The ambulance arrived but after working on him for 15 minutes he was pronounced dead. My wife is dealing with it OK, but I am having a hard time dealing with the fact that I pretty much saw him die. We are both relieved that he is no longer in pain since he has had a few heart attacks and at least one stroke. I just can't shake the feeling that if I would have done something sooner he might still be with us today and that I was one of the last people to talk to/help him before he passed. 

Is there any way to get through this other than time? My wife doesn't hold anything against me for it but I can't help wondering "what if" since this......


----------



## BioFury

Don't beat yourself up man. What's done is done, think about the future.
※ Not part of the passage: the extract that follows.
Issue #891, opened 2022-06-24
Showing incorrect colors in liquidation risk parameters modal


defispartan:
When a user's LTV is approaching the LiquidationThreshold the risk parameters modal should show this warning in red, not green:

I can't really answer as to whether you could have done anything or not, since I don't know what he died of. But if it was another heart attack, a defibrillator is a must have. So unless you had one of those, CPR was the best you could do, and you gave him the very best chance of a successful defibrillation.


----------



## FeministInPink

Oh, ZDog, I'm so sorry for your loss. My heart goes out to you and your wife.

As quickly as everything happened, I really don't think that there is anything that you could have done differently. Even if you had been in an emergency room when this happened, it very well might have turned out the exact same way--even the very best doctors can't save everyone. You did the best the you could have done in the situation. 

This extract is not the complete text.